| EXERCISE |
Output only the lines below that start at the line containing "PR #511, opened 2019-11-21" and end at the line containing "server session with this configuration", with both ends kept.

| EXCERPTED DATA |

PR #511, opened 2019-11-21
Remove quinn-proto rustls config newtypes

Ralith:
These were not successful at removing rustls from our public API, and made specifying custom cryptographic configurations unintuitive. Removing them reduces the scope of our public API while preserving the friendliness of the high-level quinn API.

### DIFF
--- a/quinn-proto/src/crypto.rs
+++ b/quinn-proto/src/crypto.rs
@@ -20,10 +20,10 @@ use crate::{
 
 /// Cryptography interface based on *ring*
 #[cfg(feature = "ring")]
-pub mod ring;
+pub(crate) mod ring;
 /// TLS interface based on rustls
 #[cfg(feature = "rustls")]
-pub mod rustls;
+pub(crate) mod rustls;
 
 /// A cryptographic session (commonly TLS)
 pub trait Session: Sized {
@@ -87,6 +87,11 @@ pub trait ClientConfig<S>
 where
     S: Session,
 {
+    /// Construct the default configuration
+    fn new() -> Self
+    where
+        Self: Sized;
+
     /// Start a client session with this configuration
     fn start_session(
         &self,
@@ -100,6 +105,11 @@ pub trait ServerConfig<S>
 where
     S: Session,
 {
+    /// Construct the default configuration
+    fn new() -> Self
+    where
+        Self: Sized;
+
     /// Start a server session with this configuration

--

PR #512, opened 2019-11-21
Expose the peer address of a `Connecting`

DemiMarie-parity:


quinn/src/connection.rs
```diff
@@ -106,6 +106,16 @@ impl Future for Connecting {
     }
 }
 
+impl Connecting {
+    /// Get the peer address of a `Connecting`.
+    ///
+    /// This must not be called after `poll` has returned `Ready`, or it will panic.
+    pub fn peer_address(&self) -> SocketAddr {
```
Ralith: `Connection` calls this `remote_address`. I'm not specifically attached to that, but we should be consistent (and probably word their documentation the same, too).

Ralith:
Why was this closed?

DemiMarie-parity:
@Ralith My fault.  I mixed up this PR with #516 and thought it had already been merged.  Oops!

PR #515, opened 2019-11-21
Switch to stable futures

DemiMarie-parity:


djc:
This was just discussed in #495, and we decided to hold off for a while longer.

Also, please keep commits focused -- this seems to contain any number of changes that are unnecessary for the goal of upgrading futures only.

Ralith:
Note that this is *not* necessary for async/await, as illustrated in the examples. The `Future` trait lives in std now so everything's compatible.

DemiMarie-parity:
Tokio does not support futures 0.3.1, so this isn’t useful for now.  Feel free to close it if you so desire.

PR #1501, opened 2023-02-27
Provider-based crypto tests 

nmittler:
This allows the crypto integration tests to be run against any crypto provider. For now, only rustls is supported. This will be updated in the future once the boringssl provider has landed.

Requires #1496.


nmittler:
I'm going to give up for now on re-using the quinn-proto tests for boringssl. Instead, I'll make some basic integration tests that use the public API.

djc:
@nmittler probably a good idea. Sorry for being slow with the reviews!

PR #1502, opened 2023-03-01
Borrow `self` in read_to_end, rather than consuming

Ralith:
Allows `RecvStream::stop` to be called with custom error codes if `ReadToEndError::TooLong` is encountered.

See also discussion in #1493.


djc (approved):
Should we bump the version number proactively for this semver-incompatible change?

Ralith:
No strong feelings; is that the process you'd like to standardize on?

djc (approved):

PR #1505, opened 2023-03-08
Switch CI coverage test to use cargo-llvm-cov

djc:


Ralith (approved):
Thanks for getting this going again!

| SOLUTION TO THE EXERCISE |
PR #511, opened 2019-11-21
Remove quinn-proto rustls config newtypes

Ralith:
These were not successful at removing rustls from our public API, and made specifying custom cryptographic configurations unintuitive. Removing them reduces the scope of our public API while preserving the friendliness of the high-level quinn API.

### DIFF
--- a/quinn-proto/src/crypto.rs
+++ b/quinn-proto/src/crypto.rs
@@ -20,10 +20,10 @@ use crate::{
 
 /// Cryptography interface based on *ring*
 #[cfg(feature = "ring")]
-pub mod ring;
+pub(crate) mod ring;
 /// TLS interface based on rustls
 #[cfg(feature = "rustls")]
-pub mod rustls;
+pub(crate) mod rustls;
 
 /// A cryptographic session (commonly TLS)
 pub trait Session: Sized {
@@ -87,6 +87,11 @@ pub trait ClientConfig<S>
 where
     S: Session,
 {
+    /// Construct the default configuration
+    fn new() -> Self
+    where
+        Self: Sized;
+
     /// Start a client session with this configuration
     fn start_session(
         &self,
@@ -100,6 +105,11 @@ pub trait ServerConfig<S>
 where
     S: Session,
 {
+    /// Construct the default configuration
+    fn new() -> Self
+    where
+        Self: Sized;
+
     /// Start a server session with this configuration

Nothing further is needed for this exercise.